Me pasaron el libro de Jonas Jonasson. “Es buenísimo”, me dijo el amigo.
Llegué al tercer capítulo llevado por un acto de fe en un colega. Pero cómo
puede ser. Cómo, un libro tan simplón, infantiloide, falto de toda imaginación
y gracia llegue a ser un superventas. Y aquí, de nuevo, me hallo ante el dilema
de si la telebasura y la literbasura nos la venden o la pedimos a gritos con
lágrimas en los ojos. “¡Por favor, más mierda!” ¿Eso es lo que grita el grueso
de los lectores? Lo dudo. Al quedarme unos gramos de idealismo en el tejido
neuronal pienso que nos la venden con slogan tipo “¿De verdad que todavía no te
has leído El Abuelo que saltó por la dichosa ventana
ni El Código-ya-te-puedes-imaginar-de-qué-va-Da-Vinci? Corre como un galgo
hambriento hasta tu librería amiga y cómpralos inmediatamente, zopenco!”

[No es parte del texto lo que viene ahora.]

PR #221, opened 2026-02-23
LLM-written binding generator covering most of Open CASCADE - discussion?

sethml:
So, um, I wanted to vibe-code a STL to STEP converter, and decided Rust was the language to use, and Open CASCADE was the library to use, and found your project, then discovered that the bindings weren't very complete, and well, things got a bit out of hand.

I've now vibe-coded a binding generator that creates Rust bindings for most of OCCT. I also had it port crates/opencascade and your examples to the new bindings, to demonstrate that they actually work. I'm going to start work on my STL to STEP converter next.

I'm honestly not sure what to do with my fork of your project now. I discovered partway through that I was basically re-creating bindgen, but specialized for OCCT. I think maybe this makes sense, since it covers the conventions and quirks of OCCT. Or maybe it's just a big pile of AI slop. I do think it's probably useful for people who want to use the raw OCCT library from Rust.

I'd love your feedback on what to do with it. I can imagine a few possibilities:
1. You love it, and pull into your repo, and update the crates. I'd be fine with that.
2. You hate it and ignore it. I'd be fine with that too.
3. I push it under some new name on crates.io.
4. I keep it as a personal thing.

It does need some work to be shareable, I think. It generates different code depending on platform and occt version. Maybe I need to move away from checking in the generate files and instead have them be created during the build process based on your particular OCCT library install. And it could probably use somewhat better documentation and probably more testing - I suspect that some APIs get incorrect bindings.

I'd love to hear your thoughts.


bschwind:
Well this is certainly interesting, and I'll run the CI just for kicks, but I can't really feasible review or accept this into the repo unfortunately.

I have thought about using an LLM to handle the bindings in some way, because yeah it is pretty mundane drudgery for a programming task. I had looked into a lean tree-sitter based approach but didn't make a whole lot of progress on that, so in my next attempt I was going to have another look at `autocxx`. Whatever I end up going with though, I'd like to have a handle on how it all works in case I need to debug or maintain it, and for hobby projects I'm unfortunately not interested in the "just let LLMs deal with it" approach, sorry.

That being said, I recognize my project probably shows up quite often when you look for opencascade-related things in Rust, and I know the bindings are quite incomplete. For now I would recommend option 3 or 4 on your list. The code in this repo is licensed the same as opencascade itself, so feel free to push your own thing on crates.io or whatever you'd like to do.

Regarding the task you actually want to do, making an STL to STEP converter, I'm curious: what program is giving you STL files and not STEP? OpenSCAD?

sethml:
Thanks for taking a prompt look. The CI tests probably fail because the bindings are generated on MacOS, and a few of the types differ on Linux. Generating the wrappers only takes a few seconds, at least on a fast system, so I should probably just make them be auto-generated as part of the build process. I assume that's what bindgen does, although I've never used it.

And I totally understand your reaction to this - I'd probably have the same. I think the path I'll take is to rename it on github to avoid confusion with your project, use it for my project, try to clean up the code generation, perhaps try to modularize the bindings (it's pulling in a lot of rarely-used stuff now), maybe add some more testing, and then push a new crate to crates.io.

Why do I want to convert STL to STEP? Mostly as an interesting test challenge for AI coding, to help me understand how it works. And because I'm sick of people publishing interesting/useful models on Printables and such as STL without STEP files or original CAD. A converter that makes assumptions that the STL was generated by a CAD program, thus all vertices should lie almost exactly on a corresponding analytical surface, ought to be able to produce a nice STEP representation, which is then easy to edit to do things like resize holes or change dimensions.

I'm retired from a background of writing very careful and low-level C++, and I'm pretty impressed with what I can accomplish with AI coding so far, with just a few minutes of attention every few hours to guide it. I was pretty skeptical at first, but I have to admit that it really changes the picture for a lot of software development. I do worry about the next generation of developers - I think you need to have a pretty good idea of how software works and good development practices to avoid creating a total mess with AI, and I'm not sure how people will develop that knowledge and skill if they can just prompt an LLM rather than learning. It's a brave new world.

PR #222, opened 2026-04-15
WIP: TDF/OCAF bindings PoC

Ben-PH:
Adds Rust bindings for OCCT's TDF and TNaming subsystems, surfacing stable topological shape identity across model operations. This allows for applications to be developed in accordance with OCCT expectations, and avoiding preventable topo-naming nightmares.

Work is incomplete, and the proposed API would benefit from the careful attention of an experienced eye in review.

## What's in

- `TDF_Data`, `TDF_Label`, `TDF_Transaction`, `TDF_Delta` with lifetime-enforced ownership chain — `'doc` lifetime prevents labels and transactions outliving their document, enforced at compile time
- `TDF_Data::Undo` with consume-by-value delta semantics — applying a delta is a one-way operation; the inverse (redo) delta is returned
- `TNaming_Builder` bindings — `Generated` (with and without predecessor), `Modify`, `Delete`, `Select` — exposed through a safe Rust API taking `&Shape` rather than raw `&TopoDS_Shape`
- `TnamingBuilder` borrows the open `TdfTransaction` for its full lifetime — the borrow checker prevents committing while a builder is live
- `TnamingNamedShape::get()` returning the current active shape, and `original_shape()` returning the recorded old shape — both coherent across undo/redo boundaries
- `Shape::translation() -> DVec3` for location querying without leaking FFI types
- Full undo/redo round-trip test asserting active shape state at each stage via `get()`
- Compile-fail doc-tests demonstrating lifetime constraints

## Known gaps flagged in comments

- `TdfTransaction::open` return value needs newtyping (nested transaction index)
- Builder construction on an unopened transaction cannot be enforced by the borrow checker — future closure-based API will make this impossible to misorder
- `build.rs` link additions for TDF/TNaming libraries may be needed depending on build configuration

Disclaimer: Much of this work was done with a lot of heavy lifting coming from LLM assistance, but without LLM directly touching the codebase.

### DIFF
--- a/crates/opencascade-sys/include/wrapper.hxx
+++ b/crates/opencascade-sys/include/wrapper.hxx
@@ -83,6 +83,9 @@
 #include <TDF_Label.hxx>
 #include <TDF_Delta.hxx>
 #include <TDF_Transaction.hxx>
+#include <TNaming_Builder.hxx>
+#include <TNaming_NamedShape.hxx>
+#include <TNaming_Tool.hxx>
 #include <gp.hxx>
 #include <gp_Ax2.hxx>
 #include <gp_Ax3.hxx>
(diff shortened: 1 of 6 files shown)


Ben-PH:
Before having solic confidence in these changes, I'll make use of the in my cad application. That should be completed within a day or two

El abuelito primero salta por la ventana y se fuga. Bueno, hasta aquí, vale. Uy, vaya si la lía el señor mayor éste. Además deja colgado a un político. Se lo merecía, claro. Luego llega a una estación de autobuses y el hombre en cuestión se hace con un botín de un peligroso delincuente. Esto lo veo yo cada día en mi barrio, es de lo más frecuente. La gente mayor pegándosela a los quinquis del barrio. A continuación aparece en una cabaña de bosque con otro tipo salido de las tinieblas y bla, bla, bla. Y no recuerdo más. Ahí lancé el libro por la ventana. Se trata de enganchar al lector mediante un proceso de identificación del abuelo abandonado por la sociedad, identificación con el fracasado, con el paria, con el pobre hombre o mujer que somos casi todos, al igual que los niños se identifican con Spiderman y sus saltos difíciles de corroborar si el señor Newton es quien mira. Encima este verano estrenan la película, para repetir ese buen sabor de boca de la novela. El cine convencional, en proceso de desaparición, aprieta la soga que lo ahoga.